Makine mühendisliği öğrencileri sanayiyle koordineli çalışma yapma şansına sahip mi? Sağladığınız staj olanakları nelerdir?
Ar-Ge odaklı süreçlerdeki yaklaşımın, kurumların rekabetteki başarısının üretilecek bilginin iş birliğiyle gerçekleştirilmesine ve bu bilgiyi üretecek insan kaynağının da sadece kendi kurumunda değil, diğer kurumlarla iş birliği yapmasına bağlı olduğu açıktır. Bölümümüzün yapısı gereği devamlı olarak sanayi ile koordineli biçimde çalışmamız gerekiyor.

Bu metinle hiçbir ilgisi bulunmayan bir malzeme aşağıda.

PR #1584, opened 2023-06-25
Large screen style

### LINKED ISSUE #1536: Add CSS styles for min-width beyond 1200px
### Requirements

I've got a browser window width spanning just over 2500 pixels.  The existing `@media (min-width: 1200px)` styles are rather limiting, considering how `.container` and its mates are forced to a `max-width` of `1140px`.  So, over half of my browser window on the front page is empty space.

Just getting rid of the `max-width` on the CSS solves part of it.  But, there's also other `.col-*` properties that could re-adjusted with their `flex` and `max-width` columns.  The right-pane needs to be shrunk, possibly even to a fix size of 300px or so, and the left-pane expanded as far as it can.

SleeplessOne1917:
Closes #1536. Here is what the pages look like now:

# Home
image

# Community Page
image

# Communities
image

# Create Post
image

# Create Community
image

# Search
image

# Admin Settings
image

# Inbox
image

# Reports
image

# Modlog
image

# Instances
image

I still have to do settings and profile. Will update the PR with screenshots when done.


jsit:
Hm it seems like some of these changes a are unrelated to screen widening?

SleeplessOne1917:
I also removed a bit of unnecessary markup.

src/shared/components/person/verify-email.tsx
```diff
@@ -53,20 +53,18 @@ export class VerifyEmail extends Component<any, State> {
...
-              </h5>
-            )}
-          </div>
+        <div className="col-12 col-lg-6 offset-lg-3 mb-4">
+          <h5>{I18NextService.i18n.t("verify_email")}</h5>
+          {this.state.verifyRes.state === "loading" && (
+            <h5>
+              <Spinner large />
+            </h5>
+          )}
```
SleeplessOne1917, line 67: All this page displays is a title and a loading spinner. @dessalines should we still keep this file?

src/assets/css/main.css
```diff
@@ -276,7 +277,10 @@ hr {
 }
 
 .mini-overlay {
-  display: block;
```
jsit, line 279: This feels like it doesn't belong in this PR?

src/assets/css/main.css
```diff
@@ -431,3 +435,15 @@ br.big {
...
+.comment,
+.markdown-textarea {
+  max-width: 50rem;
+}
+
+input[type="checkbox"],
+.form-check label,
+select,
+option {
+  cursor: pointer;
```
jsit, line 448: This feels like it doesn't belong in this PR; plus I'm not sure pointers for these things is correct.

src/shared/components/comment/comment-nodes.tsx
```diff
@@ -89,7 +89,11 @@ export class CommentNodes extends Component<CommentNodesProps, any> {
             "ms-1": !!this.props.isChild,
             "border-top border-light": !this.props.noBorder,
           })}
-          style={`border-left: 2px solid ${borderColor} !important;`}
+          style={
```
jsit, line 92: This feels separate from this PR

src/shared/components/community/communities.tsx
```diff
@@ -145,57 +145,41 @@ export class Communities extends Component<any, CommunitiesState> {
...
                           <CommunityLink community={cv.community} />
                         </td>
-                        <td className="text-right">
-                          {numToSI(cv.counts.subscribers)}
-                        </td>
-                        <td className="text-right">
-                          {numToSI(cv.counts.users_active_month)}
-                        </td>
-                        <td className="text-right d-none d-lg-table-cell">
+                        <td>{numToSI(cv.counts.subscribers)}</td>
```
jsit, line 151: Why remove `text-right`? This was intentional so numbers are lined up

jsit (changes requested):

src/shared/components/community/communities.tsx
SleeplessOne1917: I can make them right aligned again, but `text-right` isn't a valid bootstrap class in v5 regardless.

src/assets/css/main.css
SleeplessOne1917: Should selects not have the cursor be a pointer? The label? both?

src/assets/css/main.css
SleeplessOne1917: I can make it a separate PR if you think that's appropriate. Keeping it the old way makes the thumbnail icon show up incorrectly image thumbnails.

src/shared/components/comment/comment-nodes.tsx
SleeplessOne1917: I can make this a separate PR.

src/assets/css/main.css
jsit: I'm kind of a stickler in that I think the default cursor styles for form elements is handled correctly by browsers by default -- a standard `default` arrow cursor, like it is on every other form element in your operating system. The `pointer` style was designed for hyperlinks.

I know this convention has changed in recent years but I'm not sure it's necessarily the "right" thing to do.

src/shared/components/community/communities.tsx
jsit: Oh ha you're right -- I had to do this in #1538 too

src/assets/css/main.css
jsit: Ah, I remember how I handled this now. I added these classes to the thing element wrapping it:

https://github.com/LemmyNet/lemmy-ui/pull/1570/files#diff-cb34074ed5916cfbee02ee325240476c1ee8dd515e9e4559ffff1eaeec039f53R50

I think this makes more sense, to absolutely position the wrapper element (link/button) and keep the icon itself just positioned naturally within it.

jsit:
Post Listing images are now "portrait"-oriented, and are no longer top-aligned with the post title:
Screenshot 2023-06-25 at 1 11 43 PM

jsit:
Kind of throwing a wrench into things here, but I'm not sure this is even desirable in the first place? I don't know that this makes good use of the extra space gained; it will mostly just make things further apart.

I could see changing the max-width to something else (in fact it's larger in Bootstrap 5, and I overwrote the value of `$max-width` when switching to BS5 to maintain the existing look), but indefinite width feels weird to me.

Screenshot 2023-06-25 at 1 14 21 PM

jsit:
From the original issue:

> over half of my browser window on the front page is empty space.

There's still empty space; it's now just between the main and the sidebar.

I think this is this one user's personal preference and shouldn't necessarily be globally adopted.

alectrocute:
> From the original issue:
> 
> > over half of my browser window on the front page is empty space.
> 
> There's still empty space; it's now just between the main and the sidebar.
> 
> I think this is this one user's personal preference and shouldn't necessarily be globally adopted.

I agree completely.

SleeplessOne1917:
Any thoughts on how to make it better? I think there's still too much whitespace but also an improvement on what's there currently.

jsit:
1. Increase the max-width of the whole site
2. Change the sidebar to be 3 columns, not 4, on wide

SleeplessOne1917:
> Post Listing images are now "portrait"-oriented, and are no longer top-aligned with the post title:

I thought the top aligned listing images looked funny on post listings with more vertical space. I can change it back if you'd prefer.

jsit:
Here's an example of another way we might address this: #1590

src/shared/components/search.tsx
```diff
@@ -526,13 +526,8 @@ export class Search extends Component<any, SearchState> {
       creatorSearchOptions,
       searchCommunitiesLoading,
       searchCreatorLoading,
-      communitiesRes,
     } = this.state;
 
-    const hasCommunities =
```
jsit, line 532: Why remove this?

jsit:
It seems like there's a lot going on here that, while good improvements, don't really have to do with making things wider. Can these be moved to a separate chore PR?

src/shared/components/search.tsx
SleeplessOne1917: Doh. I'll put it back.

SleeplessOne1917:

Akademik kadromuzun sanayi sektörleriyle yakın ilişkileri nedeniyle staj yeri bulmada zorluk yaşayan öğrencilerimize staj yeri imkânı sunabiliyoruz. Öğrenciler söz konusu kurum-kuruluşlarda imalat ve işletme stajlarını yaparak imalat ve yönetim konularında bilgi sahibi olabiliyor. Bunların yanında YÖK’ün son zamanlarda önem verdiği bir uygulama olan 7+1 sistemini Türkiye’de uygulayan sayılı üniversitelerden biriyiz. Bu sistemle öğrencilerimiz yedi yarıyıl ders alırken, bir yarıyılı da sanayide işyeri eğitimiyle tamamlıyor. Böylelikle mezun olmadan sanayi tecrübesi kazanan öğrencilerimiz, piyasaya alışma sürecini hızlı bir şekilde atlatıp iş yerlerine adapte olabiliyor. Ayrıca staj yaptıkları kurumlarda kendilerini geliştirme ve yeteneklerini ispat etme fırsatı bulup iş arama süreçleri ortadan kaldırırken, doğrudan staj yaptıkları iş yerlerinde de çalışabiliyorlar.

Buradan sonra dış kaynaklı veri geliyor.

PR #1588, opened 2023-06-25
Add margin to new comment text

SleeplessOne1917:
Adds some space between the comment symbol and new comment symbol on a post.
image

### DIFF
--- a/src/shared/components/post/post-listing.tsx
+++ b/src/shared/components/post/post-listing.tsx
@@ -741,9 +741,12 @@ export class PostListing extends Component<PostListingProps, PostListingState> {
         <Icon icon="message-square" classes="me-1" inline />
         {post_view.counts.comments}
         {this.unreadCount && (
-          <span className="text-muted fst-italic ms-1">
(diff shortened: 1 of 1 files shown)


jsit:
I think I might prefer this as a `{" "}`, so that it's an actual space character in the current font

src/shared/components/post/post-listing.tsx
```diff
@@ -741,9 +741,12 @@ export class PostListing extends Component<PostListingProps, PostListingState> {
         <Icon icon="message-square" classes="me-1" inline />
         {post_view.counts.comments}
         {this.unreadCount && (
-          <span className="text-muted fst-italic">
-            ({this.unreadCount} {I18NextService.i18n.t("new")})
-          </span>
+          <>
+            {" "}
+            <span className="text-muted fst-italic">
```
jsit, line 746: Can we safely remove the `text-muted`, since it's inside a `text-muted`?

alectrocute: @jsit By looking at the code, yes, we can safely remove.

alectrocute (approved):

PR #1591, opened 2023-06-25
feat(UI): Reduce base font size

jsit:
I think it's time. People seem to really not like how much space everything takes up. This could stand to be smaller, especially since so much of the text is UI, not body copy. The styles are responsive enough that people can zoom in and everything will work great.

## Before

Screenshot 2023-06-25 at 2 45 02 PM

## After

Screenshot 2023-06-25 at 2 45 33 PM


alectrocute (approved):
Let’s hear from the other contributors before merging, but looks good to me.

SleeplessOne1917 (approved):

dessalines (approved):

Bölümünüzde gerçekleştirdiğiniz veya gerçekleştirmeyi planladığınız sanayi projeleriyle ilgili bilgi verir misiniz?
Bölümümüz öğretim üyelerinin çeşitli alanlarda proje ve akademik çalışmaları bulunuyor. Hâlihazırda bir SANTEZ, iki KOSGEB ve bir de BAKKA projemiz devam ediyor. Bu projeler kapsamında pazarlanabilir ve yüksek teknolojili ürünlerin imal edilmesi planlanıyor. Ayrıca bölümümün akademik personelinin yaptığı TÜBİTAK projelerinin sonucunda ortaya çıkan ürünler için patent başvurularını da gerçekleştiriyoruz. Bu ürünlerin seri üretime geçirilebilmesi adına da çeşitli sanayi kuruluşlarıyla ortak çalışmalar yürütüyoruz.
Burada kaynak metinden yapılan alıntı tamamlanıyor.